- REQUIRED WORK: How many lines below include the string "really"? State the number alone.

++++ DATA TO PROCESS ++++

PR #2337, opened 2020-09-02
Using modern Java coding style when developing NetBeans

dukescript:
A method of [using modern Java code concepts](https://repo1.maven.org/maven2/org/frgaal/compiler/14.0.2/compiler-14.0.2-README.pdf) while retaining compatibility with JDK 1.8 has recently come to our attention. There has been numerous requests to drop support for running NetBeans on JDK 1.8, but there have always been objections to do so. This PR tries to balance such objections with the need of NetBeans codebase to get the best of modern Java.

First of all there is a [small enhancement to the build system](https://github.com/apache/netbeans/commit/b53e2cf21a421773c2abee51effaeafbfa7b527b). If the in `nbproject/project.properties` specified `javac.source` is higher than `javac.target`, then the [backporting compiler](https://repo1.maven.org/maven2/org/frgaal/compiler/14.0.2/compiler-14.0.2-README.pdf) is triggered to handle the compilation. That allows one to use modern concepts like `var` and still produce JDK 1.8 compatible bytecode - this feature has been used in [maven.htmlui module](https://github.com/apache/netbeans/commit/6066163168eb0e76a5d2f0f40897b1b8f87d52ab) to demonstrate that the compiler works as expected. The biggest benefit has however been observed on [api.html module](https://github.com/apache/netbeans/commit/938b7d26695511809f1ebae00a4cf6763edcc357) - by replacing string concatenation with text blocks, the readability improved a lot.

We believe this PR helps to find balance between those who want to write modern code and those who need to execute it on older JVMs. We'd like to use the [backporting compiler](https://repo1.maven.org/maven2/org/frgaal/compiler/14.0.2/compiler-14.0.2-README.pdf) in the modules we maintain. Once this PR is in, others may opt-in and use this feature by setting `javac.source=14` and `javac.target=1.8` in appropriate module configuration files.


matthiasblaesing:
I did not look at the commit itself, but I have doubts. Who is the creator of this compiler? What is the base of this compiler? For the JDK we have several trustworthy entities (Oracle, Red Hat, SAP, Azul, ...) this project does not even have a domain - `frgaal.org` goes to a site, that looks like a "you can buy this domain if you want" place holder. Even the referenced github repository is gone.

We have such an abandoned project already in the code base. The graaljs copy netbeans uses as javascript parser is a modified copy of the upstream source (or it was in the past upstream itself?). In anycase the local copy was not updated and now we have pretty much a dead end. This special compiler seems to head into the same direction.

I have a very bad feeling with this and for me this is a -1.

lkishalmi:
Is it sound silly to require Java 8 and Java 11 (or 14 maybe) for compilation and set the compiler boot classpath to Java 8?

dukescript:
True, this approach allows NetBeans to eliminate reflection when accessing modern Java APIs. Let's prove that by modifying `applemenu` - a module that desperately wants to use JDK9 API. The current version does that with a bunch of reflection and some adhoc library not even published on Maven. 

Commit 4311d60 shows how to introduce new `applemenu.jdk9` with `javac.target=9` and use the JDK9 API without any hacks.

platform/applemenu/nbproject/project.xml
```diff
@@ -104,7 +104,9 @@
                     </run-dependency>
                 </dependency>
             </module-dependencies>
-            <public-packages/>
+            <public-packages>
+                <package>org.netbeans.modules.applemenu.spi</package>
```
JaroslavTulach, line 108: This is an API change and as such it should be documented with `arch.xml`, `apichanges.xml` and addition of this module to list of Javadocs.

Or turn this into `friend-packages`. I don't like usage of friend packages much but in this case, it is probably fine as nobody is likely to provide other implementation anyway.

JaroslavTulach (approved):
Solve the new SPI package issue; otherwise OK.

neilcsmith-net:
-0 I share @matthiasblaesing misgivings pretty much - how many uncertain forks of javac are we willing to keep relying on?!  Not a block though - I'll leave you to convince Matthias to remove his.

matthiasblaesing:
I had some private exchange regarding this subject. I said that I won't Veto this. And I stand by these words. That does not mean, that I agree with merging this. I think it is an error, but I won't stand in the way.

What concerns me is, that NetBeans _again_ becomes a experiment field and that that will affect the whole code base. Once this is merged and used, our way back is cut or at least removing it will be so painful, that is equivalent to a lock-in. So it comes down how much we trust the entity behind frgaal.

At this point I have no reason to trust into it. I'm not aware of any track record of the authors in the javac compiler area, my concerns were not addressed and I did not find any discussion about it in the OpenJDK mailinglists. I see a single vendor, which is in stark contrast to the OpenJDK javac, which is backed by multiple entities. If one of these entities decides to abandon OpenJDK, other vendors will step up, with frgaal it is EOL. It would help to know about other projects, that are already using it and what will happen with frgaal in the next years.

matthiasblaesing:
Had some time to evaluate the wider consequences. I fear, that this could mean the end of visualvm in Ubuntu/Debian. Debian requires the packages to be boostrapable from source. If this goes according to plan, the platform will not be buildable with a normal javac (openjdk javac and ecj), so debian will need to package frgaal. I don't see this happen, as frgaal pulls in a full JDK and questions will be raised what is so special about netbeans, that we don't use one of the widely used compilers.

eirikbakke:
Agree with the concerns here. (I read over the PR a few days ago but saw that the obvious problems had already been pointed out, so I didn't comment then...)

lkishalmi:
-0.9 as of me. If we move forward I'd rather really set the source and target to Java 11, even if we need to maintain a branch/fork of platform with Java 1.8 support. Even willing to provide some time to release the platform binary compiled with 1.8. Though that would be a different discussion. Though I have no burning urge to go that route at all. I'd be happy if we would just lift the source level to 1.8 first. Probably throwing out some 1.5 related code (profiler, laf hacks). So baby steps...

mcdonnell-john:
How was this merged? I don't remember seeing this asfgit merge something before...

Maybe we should back this out now, as there doesn't appear to be a majorly strong push from the author or anyone else to keep it in compared to the concerns being raised about it.

matthiasblaesing:
@mcdonnell-john asfgit is the bot the asf uses to synchronize gitbox (the apache side of the git hosting) and github. If you see asfgit somewhere, it indicates the changeset came in from the apache side (for example because a committer pushed a commit to gitbox).

mcdonnell-john:
Thanks @matthiasblaesing I saw this earlier and thought it looked odd.

JaroslavTulach:
>  I'd rather really set the source and target to Java 11

Just for the record: -1 against dropping JDK8. Thank you.

lkishalmi:
Well, this is not the "dropping JDK 8" discussion. I think that one would come eventually a few years later. On short term I would be just happy if we can lift the source level on all our modules to Java 8, then remove some ancient support, like Java 5 profiler, some LAF hacks, etc.

This is about whether we would allow to depend on another 3rd party compiler in the exchange for some syntax candy.

JaroslavTulach:
> This is about ...  some syntax candy.

No, it is not! True, original motivation (in 938b7d2 and 6066163) might be the syntax candy. I agree that is the useless part. However 31a7eb9 shows it is not candy at all. It is about ability to **compile against future Java APIs on JDK8**. With such ability...

> Well, this is not the "dropping JDK 8" discussion.

...we would never need to have "dropping JDK 8" discussion again. Think about it, before [rolling back](https://github.com/apache/netbeans/pull/2369).

matthiasblaesing:
This gift comes with a hefty price: Dependence on a single entity and an uncertain future. 

The discussion about the baseline JDK will always come up, because the classpath changes. Consider the new http client libraries, the upcoming additions of project panama (improved JNI), project loom (green threading) and so on. At the price of more complexity in netbeans you can again hide them behind compatibility shims, but that won't scale long.

dukescript:
It is actually very easy to use 

> http client libraries

with the here-in introduced system. Here is a demo: Start by creating a [new module](https://github.com/dukescript/netbeans/commit/d439aee5d5992fd8e6b35bfc57bcc8c013fd6a50) which is using the JDK11 specific [HttpClient](https://docs.oracle.com/en/java/javase/11/docs/api/java.net.http/java/net/http/HttpClient.html) API:
```java
    public void demo() throws Exception {
        HttpClient client = HttpClient.newBuilder()
             .version(Version.HTTP_1_1)
             .followRedirects(Redirect.NORMAL)
             .connectTimeout(Duration.ofSeconds(20))
             .proxy(ProxySelector.of(new InetSocketAddress("proxy.example.com", 80)))
             .authenticator(Authenticator.getDefault())
             .build();
        HttpRequest request = HttpRequest.newBuilder()
            .uri(URI.create("https://foo.com/"))
            .timeout(Duration.ofMinutes(2))
            .header("Content-Type", "application/json")
            .build();
        HttpResponse<String> response = client.send(request, HttpResponse.BodyHandlers.ofString());
        System.out.println(response.statusCode());
        System.out.println(response.body());  
    }
```
of course, you can't compile this on JDK8. What do you do? You enable the [future API aware compiler](https://github.com/dukescript/netbeans/commit/72e067467dac6f4f651a048a5cc31ba237d37875) and tell it to use JDK11's API (by setting `javac.target=11`). Then everything compiles even on JDK8. The last step is to [use the module](https://github.com/dukescript/netbeans/commit/b325d3c0297def205c23c781a510f848c4dff1ef) when available - of course it is only available when running on JDK11+, otherwise it is disabled.

matthiasblaesing:
> The module with javac.target=11is only enabled when running on JDK11+, otherwise it is disabled.

So what happens when the module is run on JDK8? Yeah it won't work and thus I can compile against JDK9+ API, but I won't be able to rely on it. My point is, that we still need to decide which is the baseline JDK we expect. That won't magically go away - independently of the javac used.

matthiasblaesing:
So I thought about this some more and looked at the wider ecosystem. My suggestion is this:

- let #2369 go through, reestablishing the working state of the netbeans repository
- drop #2371 as it is followup for #2337 which is being reverted by #2369
- discuss the suggestion on the dev@ mailinglist as it has enough consequences to warrent a wider audience
- see what is the outcome of that discussion and if it goes through reprepare a PR with the then agreed changeset

What I noticed is, that there is in fact a java compiler out there, that has the property to support target < source. It is the eclipse compiler. Given that they base a whole IDE on top of it, that survived a few years, I would say, that it is battle proven. Maybe at some point the OpenJDK javac will reach the same state and the changeset that is used to create frgaal might be pushed upstream and thus available to the wider ecosystem.

neilcsmith-net:
+1 to @matthiasblaesing suggestion, and for what it's worth a retrospective change from -0 to -1 on this PR (was not expecting the veto to be dropped after "private exchange" or the debate to be curtailed).

lkishalmi:
+1 on @matthiasblaesing  from my side as well. I'm going to merge #2369. That will make #2371 obsolete. @dukescript or @JaroslavTulach shall start a discussion thread on the dev@ list. Let's come to an agreement there.
If we end up supporting the intentions of #2337, then @dukescript can file a new PR which combines #2337 with #2371 

We are not in a hurry. Let's sit down and talk.

lkishalmi:
Well just read the change in #2371 it is independent from all of this, and can be supported to be merged.

dukescript:
> > The module with javac.target=11is only enabled when running on JDK11+, otherwise it is disabled.
> 
> So what happens when the module is run on JDK8? 

You cannot run such module on JDK8, that's the point. It contains 
```
OpenIDE-Module-Java-Dependencies: Java > 11
```
in its manifest. As such the [runtime container knows](https://bits.netbeans.org/12.0/javadoc/org-openide-modules/org/openide/modules/doc-files/api.html#std-sec) such module shall not be enabled on JDK8, JDK9, JDK10.

PR #2340, opened 2020-09-03
[NETBEANS-4696] maven project open use no-lock getModuleName

errael:
This change avoids the deadlock by having maven projects open use the non-locking `SourceUtils.parseModuleName(moduleInfo)` instead of invoking the parser.

It should be a safe change. Another change, for the other bad actor in the deadlock, is forthcoming

@tzezula Will you review?


lkishalmi:
Looks good for me, but would you remove the unused imports as well?

errael:
> Looks good for me, but would you remove the unused imports as well?

And the now unused LOG as well.

lkishalmi (approved):
Looks sane to me.

PR #2341, opened 2020-09-03
[NETBEANS-4696] html parser dont wait for projects open

errael:
The html parser, in twisty paths, is used from many areas (for example, braceMatching). Without this change, the parser waits for project open, and this created a deadlock. (#2340 takes care of one side). However, according to analysis by @jtulach in the issue report, the html parser should not be calling into the projectui api.

This PR does not fix that, it does avoid blocking on the project ui api. A careful analysis of the html parsing code, and how it's used, should be done to see if there are any unexpected consequences of this change.

The eventual goal is to completely remove the dependency as outlined in the analysis as seen in issue [NETBEANS-4696].

### DIFF
--- a/webcommon/javascript2.knockout/nbproject/project.xml
+++ b/webcommon/javascript2.knockout/nbproject/project.xml
@@ -97,15 +97,6 @@
                     </run-dependency>
                 </dependency>
                 <dependency>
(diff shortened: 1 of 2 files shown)


errael:
Turns out removing the dependency on projectuiapi.base does not change behavior; see issue for details.

@jtulach will you comment and/or review?

JaroslavTulach (approved):

PR #2346, opened 2020-09-06
Improve @modules hints - transfer open, handle hidden usages.

jlahoda:


arvindaprameya:
Approved, thanks for doing this

PR #2352, opened 2020-09-07
Fix unittest for webcommon caused by download failures from cdnjs

matthiasblaesing:
It seems that for some networks CDNJS requires sending a User-Agent
header. This changeset adds it to the requests.


lkishalmi:
Thank you for this one!

matthiasblaesing:
@junichi11 I still can't reproduce the problem locally and have to rely on the unittests, which now come back green, could you please test if this fixes for you locally too?

lkishalmi (approved):
LGTM. Much better, it seems even Travis is happy with it.

lkishalmi:
Checked the code and merging as Travis likes it.

junichi11:
@matthiasblaesing Works fine. Thank you for fixing it :)

PR #3270, opened 2021-10-26
Shade whole methods which are not included in the native image.

entlicher:
Lines without the executable locations are shaded during native image debugging.
When a whole method was missing in the native image, its content was correctly shaded, but not the method header. This change makes sure that the method header itself (the method tree, not just the method body) is shaded as well.


dbalek (approved):
Looks fine.

PR #3266, opened 2021-10-25
Support for JEP 413: Snippet  java docs

singh-akhilesh:
Support for JEP 413 https://openjdk.java.net/jeps/413 java doc Internal Snippet.
https://issues.apache.org/jira/browse/NETBEANS-6480

PR #3274, opened 2021-10-26
Introduce SourceVersion utility.

mbien:
Each module has currently its own way of comparing feature versions with a SourceVersion enum which may or may not exist on the given JDK. This PR introduces a small utility in `java.source.base` which puts the comparison code in one place and hopefully makes it easier to find and change it in future (if needed). Since it doesn't rely on exceptions, just on simple integer comparison, it should be also much faster as a bonus.

e.g see discussion https://github.com/apache/netbeans/pull/3166 or changes made to `java.source.base` in this PR.

This PR also refactors `java.source.base` and `java.source` to use SourceVersion.
Future PRs might refactor more modules and/or the Jackpot API in a way so that enums don't have to be used in hint files which would greatly improve compatibility between JDK versions.

There is also a OpenJDK CSR in review related to this (thanks to Joe Darcy)
https://bugs.openjdk.java.net/browse/JDK-8275888
(update: changes made it into JDK 18 https://github.com/openjdk/jdk/pull/5973)

note to self: rebase ontop https://github.com/apache/netbeans/pull/3266 once its integrated, there might be other conflicting PRs pending.

### DIFF
--- a/java/java.source.base/src/org/netbeans/api/java/source/TreeUtilities.java
+++ b/java/java.source.base/src/org/netbeans/api/java/source/TreeUtilities.java
@@ -938,17 +938,7 @@ public final class TreeUtilities {
         }
     }
 
-    private static boolean VARIABLE_CAN_OWN_VARIABLES;
-    static {
-        boolean result;
-        try {
-            SourceVersion.valueOf("RELEASE_12");
-            result = true;
-        } catch (IllegalArgumentException ex) {
-            result = false;
-        }
-        VARIABLE_CAN_OWN_VARIABLES = result;
-    }
+    private static boolean VARIABLE_CAN_OWN_VARIABLES = SourceVersions.supports(12);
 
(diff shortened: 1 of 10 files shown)


lkishalmi:
Is it a new API that can be used by other modules?
If so please document this in the apichanges.xml

mbien:
> Is it a new API that can be used by other modules? If so please document this in the apichanges.xml

Yes, I keep this as draft until some conflicting PRs are merged so that i can rebase. But any feedback outside apichanges.xml and the fact that the package is not exported would be appreciated (e.g about the API or where to put it etc).

mbien:
@jlahoda what is your opinion on the utility? Is the API ok? Right place?

mbien:
with the integration of auto-nb-javac based on javac 17, this became significantly less useful since client code can now use the enums without having to worry that they might not be there at runtime. The API would make version checks a bit more concise but most of the ugly init code could be removed right now even without the introduction of a new API.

++++

- TASK RESPONSE: 2